EXERCISE AIM
Within the records below is a range that opens at the line with "-17,7 +19,7 @@" and closes at the line with "int _autoSessionTrackingIntervalMillis = 30000;". Return that range word for word, both ends included, and only that range.

(DATA)

Issue #240, opened 2020-12-11
[sentry_flutter] Lifecycle breadcrumb is kinda wrong


ueman:
[This breadcrumb](https://github.com/getsentry/sentry-dart/blob/main/flutter/lib/src/widgets_binding_observer.dart#L43-L57) should be analog to [this Android breadcrumb](https://github.com/getsentry/sentry-java/blob/main/sentry-android-core/src/main/java/io/sentry/android/core/LifecycleWatcher.java#L119-L128).
Currently it is more like an Activity-Lifecycle event despite being an application wide lifecycle event.
I've stumbled across this, while researching [this](https://github.com/getsentry/develop/issues/213#issuecomment-743026394).

marandaneto:
@ueman good catch, it's more about App's lifecycle (background/foreground), maybe it makes sense to just toggle the Android option `enableAppLifecycleBreadcrumbs` if using the WidgetsBinding then.
Would you like to contribute? :)

We probably need to fix here the naming of the options (Which is checked by our WidgetsBinding wrapper), enabling/disabling the correct fields on the Native SDKs and also docs.

ueman:
Yeah, but it could take some time until I come around to it.

marandaneto:
on Android, we could disable only this one instead https://github.com/getsentry/sentry-java/blob/main/sentry-android-core/src/main/java/io/sentry/android/core/SentryAndroidOptions.java#L27-L28

If using the WidgetsBinding wrapper.

PR #241, opened 2020-12-12
Refactoring app lifecycle breadcrumbs

ueman:

- [ ] Bugfix
- [ ] New feature
- [ ] Enhancement
- [x] Refactoring

## :scroll: Description
I've changed the breadcrumbs according to the notes in https://github.com/getsentry/sentry-dart/issues/240 .
I've also improved the documentation a little bit.

https://github.com/getsentry/sentry-dart/issues/240

I've changed existing tests accordingly.

## :pencil: Checklist

- [x] All tests passing
- [ ] No breaking changes

## :crystal_ball: Next steps
https://github.com/getsentry/sentry-dart/issues/240 suggests to disable/enable the native integration accordingly and to refactor the options of `FlutterSentryOptions`. I would suggest to first agree on a naming scheme for the options.

Maybe something like `enableFlutterX` (or just `enableX`) and `enableNativeX` so that it is more clear what and where something gets enabled. It would also help to know which options must be enable/disabled accordingly in the native part.

### DIFF
--- a/flutter/lib/src/sentry_flutter_options.dart
+++ b/flutter/lib/src/sentry_flutter_options.dart
@@ -1,7 +1,9 @@
 import 'package:flutter/foundation.dart' as foundation;
 import 'package:sentry/sentry.dart';
 
-/// This class add options which are only availble in a Flutter environment.
+/// This class adds options which are only availble in a Flutter environment.
+/// Note that some of these options require native Sentry integration, which is
+/// not available on all platforms.
 class SentryFlutterOptions extends SentryOptions {
   SentryFlutterOptions() : super();
 
@@ -17,7 +19,7 @@ class SentryFlutterOptions extends SentryOptions {
 
   bool _enableNativeCrashHandling = true;
 
-  /// Enable or Disable the Crash handling on the Native SDKs (Android/iOS)
+  /// Enable or disable the Crash handling on the Native SDKs (Android/iOS)
   bool get enableNativeCrashHandling => _enableNativeCrashHandling;
 
   set enableNativeCrashHandling(bool nativeCrashHandling) {
@@ -27,9 +29,9 @@ class SentryFlutterOptions extends SentryOptions {
 
   int _autoSessionTrackingIntervalMillis = 30000;
 
-  /// The session tracking interval in millis. This is the interval to end a session if the App goes
-  /// to the background.
-  /// See: enableAutoSessionTracking
+  /// The session tracking interval in millis. This is the interval to end a
+  /// session if the App goes to the background.
+  /// See: [enableAutoSessionTracking]
   int get autoSessionTrackingIntervalMillis =>
       _autoSessionTrackingIntervalMillis;
 
@@ -58,7 +60,7 @@ class SentryFlutterOptions extends SentryOptions {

(End DATA)

THE COMPLETED TASK
@@ -17,7 +19,7 @@ class SentryFlutterOptions extends SentryOptions {
 
   bool _enableNativeCrashHandling = true;
 
-  /// Enable or Disable the Crash handling on the Native SDKs (Android/iOS)
+  /// Enable or disable the Crash handling on the Native SDKs (Android/iOS)
   bool get enableNativeCrashHandling => _enableNativeCrashHandling;
 
   set enableNativeCrashHandling(bool nativeCrashHandling) {
@@ -27,9 +29,9 @@ class SentryFlutterOptions extends SentryOptions {
 
   int _autoSessionTrackingIntervalMillis = 30000;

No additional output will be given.